He called up the form again. What he knew, what he didn’t know about Scattorshot. Conditions of capture. Nothing was giving him any traction. Well, idiot, guess your first approach is going to be silence. He looked up at Scattorshot. Down at the form. Back up.
“Slag,” Scattorshot sneered. “You’re fraggin’ useless, aren’t you?”
He’s trying to push your buttons. Too bad Vortex has already mashed that one flat. “Yeah,” he said, mostly by reflex. Then added, “Must be why they gave you to me.”

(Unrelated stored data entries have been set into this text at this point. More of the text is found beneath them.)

PR #1819, opened 2018-10-01
Let Endpoints Ignore invalid Initial Packets

martinduke:
A little more flexibility to defeat injection attacks. This is the other half of #1786.

### DIFF
--- a/draft-ietf-quic-transport.md
+++ b/draft-ietf-quic-transport.md
@@ -737,8 +737,8 @@ subsequent to the first do not need to fit within a single UDP datagram.
 
 The contents of some Initial packets may, according to this specification, force
 connection termination. For example, they might contain forbidden frame types
-or a CONNECTION_CLOSE frame. As Initial packets are not protected, these might
-be injection attacks to terminate the connection.
+or a CONNECTION_CLOSE frame. As Initial packets are not protected, these could
+indicate injection attacks to terminate the connection.
 
 Endpoints MAY treat the receipt of such packets as a connection error, drop them
 without further processing, or wait for a short interval to see if a valid
--- a/draft-ietf-quic-transport.md
+++ b/draft-ietf-quic-transport.md
@@ -718,9 +718,8 @@ A server sends its first Initial packet in response to a client Initial.  A
 server may send multiple Initial packets.  The cryptographic key exchange could
 require multiple round trips or retransmissions of this data.
 
-The payload of an Initial packet includes a CRYPTO frame (or frames) containing
-a cryptographic handshake message, ACK frames, or both.  PADDING and
-CONNECTION_CLOSE frames are also permitted.
+The payload of an Initial packet includes CRYPTO framed, ACK frames, or both.
+PADDING and CONNECTION_CLOSE frames are also permitted.
 
 The first packet sent by a client always includes a CRYPTO frame that contains
 the entirety of the first cryptographic handshake message.  This packet, and the
--- a/draft-ietf-quic-transport.md
+++ b/draft-ietf-quic-transport.md
@@ -718,7 +718,7 @@ A server sends its first Initial packet in response to a client Initial.  A
 server may send multiple Initial packets.  The cryptographic key exchange could
 require multiple round trips or retransmissions of this data.
 
-The payload of an Initial packet includes CRYPTO framed, ACK frames, or both.
+The payload of an Initial packet includes CRYPTO frames, ACK frames, or both.
 PADDING and CONNECTION_CLOSE frames are also permitted.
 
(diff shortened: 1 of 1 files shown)


draft-ietf-quic-transport.md
```diff
@@ -720,9 +720,7 @@ require multiple round trips or retransmissions of this data.
 
 The payload of an Initial packet includes a CRYPTO frame (or frames) containing
```
ianswett: I think "containing a cryptographic handshake message" section makes this sentence more confusing.  Can you remove it?

draft-ietf-quic-transport.md
```diff
@@ -736,6 +733,18 @@ and will contain a CRYPTO frame with an offset matching the size of the CRYPTO
 frame sent in the first Initial packet.  Cryptographic handshake messages
 subsequent to the first do not need to fit within a single UDP datagram.
 
+### Handling of Fatal Initial Packets
+
+The contents of some Initial packets may, according to this specification, force
```
MikeBishop: I'm not a big fan of a specification saying you can ignore the specification; I'd prefer consistency.  You removed the language above indicating that things should be fatal, so you're part-way there.

Perhaps something like "Receipt of an invalid Initial packet could indicate an injection attack rather than a peer failure.  Endpoints abort a connection attempt if no valid Initial packets are received after an appropriate timeout."  That gives enough latitude that the timeout could be immediate or a long observation for multiple possibilities.

martinduke: I really don't want to go everywhere it says we MUST terminate the connection and then add "unless it's an Initial and ..." Inevitably it's a bit clunky.

Your language is fine, but I'd like to preserve the option to just drop the packet without running any timer. It's a simpler course of action for the endpoint and I don't see a significant downside.

draft-ietf-quic-transport.md
```diff
@@ -736,6 +733,18 @@ and will contain a CRYPTO frame with an offset matching the size of the CRYPTO
...
+connection termination. For example, they might contain forbidden frame types
+or a CONNECTION_CLOSE frame. As Initial packets are not protected, these could
+indicate injection attacks to terminate the connection.
+
+Endpoints MAY treat the receipt of such packets as a connection error, drop them
```
ianswett: The more I think about this, I think this is basically an intractable problem unless one is willing to keep copies of the QUIC handshake state machinery.

1) If you start processing a packet, and process one frame, then the next frame is invalid, you'd have to rewind/discard the state machinery.  Is that what you're recommending?
2) You have text that indicates you should process Initial packets, but not treat them as errors once you have received a Handshake packet, but similar to my first concern, I think that's fairly impractical unless you keep copies of the handshake.

To be clear, I sort of hate implicit ACKs of Initial, but we keep making decisions, such as that only Handshake packets count as address confirmation, that make anything sent in Initial largely useless.  And now I have https://github.com/quicwg/base-drafts/pull/1862 to fix the rest of the deadlock case, but that would be fixed if we didn't send ACKs in Initial and relied upon implicit ACKs instead.

mikkelfj: So why is there such resistance against implicit ACKs in handshake, when the solve a concrete problem, as opposed to a being a whacky optimization?

ianswett: I believe we've also said previously we don't care about man on the side attacks, but I think it's clear we do, but we don't want to do a full analysis of them, which leaves us in a weird place.

martinduke: There is nothing you can really do about injection attacks during the Initial phase of the handshake. This PR is more about the 3RTT (or, for lazy implementations, infinite) time that the initial keys remain lying around for use. This radically increases the time where a connection is vulnerable (especially if the server uses the client-generated CID, so that Initial keys are easy to generate).

In that context, I'm not sure how you would meaningfully process a late-arriving Initial Packet. Say the attacker sends the server Initial Packet #2 well after the handshake, with ACK, CRYPTO, and CONNECTION_CLOSE frames. Since Initial exchange is actually done, there are no outstanding packets to ACK. Since I've already started handshake CRYPTO exchange, it's too late to deliver any new CRYPTO data. So it is basically impossible to use frames to alter connection state except to bring down the connection by generating an error.

If your code sends off an ACK before processing the frames, that is a problem, but that seems like a bad thing to do for other reasons.

martinduke:
I would argue that this PR doesn't specify anything, but merely authorizes those advanced techniques should someone elect to implement them. As indicated above, this is also about reducing the vulnerability when keeping Initial keys around for a conservatively long time.

But if this is the consensus, we can close the PR. Especially if I'm the only one interested in using this MAY in v1.

martinthomson:
Closing as agreed.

“What?” Pushing the point of anger. Yeah, he could see how Vortex could have damaged him. Set him into a reflexive rage. Would that have been a better response in his own situation? How would Scattorshot have handled Vortex’s attentions?
“Mean, you must not know much if they stuck you with me.”
Scattorshot bridled visibly at the insinuation. “I know plenty,” he said. Probably half a boast. Half. The trick was getting to the second half. “And your better couldn’t get anything out of me, so, what chance do you think you have?”
Barricade shrugged. “We’ll see.”
“We will, won’t we?”
Wow. The arrogance was a little irritating. Do not let him get to you, Barricade. Back down, see what he does. “Yeah, you’ll probably win. Truth is, you don’t have much better to do with your time. What you have left.”
“A threat? From you?” Scattorshot seemed amused. Good. Amused was ‘not thinking.’
“I don’t threaten.” He kept his voice damped. “Statement of fact. Sooner or later they’ll remember you.”
Scattorshot shifted in the chair, tilting his head. “So. This is where you offer me some kind of deal? ‘Tell me X and I’ll put in a good word’?”
Barricade shook his head. “My good words don’t carry very far.” Scattorshot was dead either way. Vortex might have lied to him, told him there was a way out. Barricade couldn’t pull that off, yet.
“So then, why are you here?” Hostility. Yeah. Reflexive. You know matching him gets you nowhere. Yield. It was a hopeless situation. Only Scattorshot didn’t seem to know it.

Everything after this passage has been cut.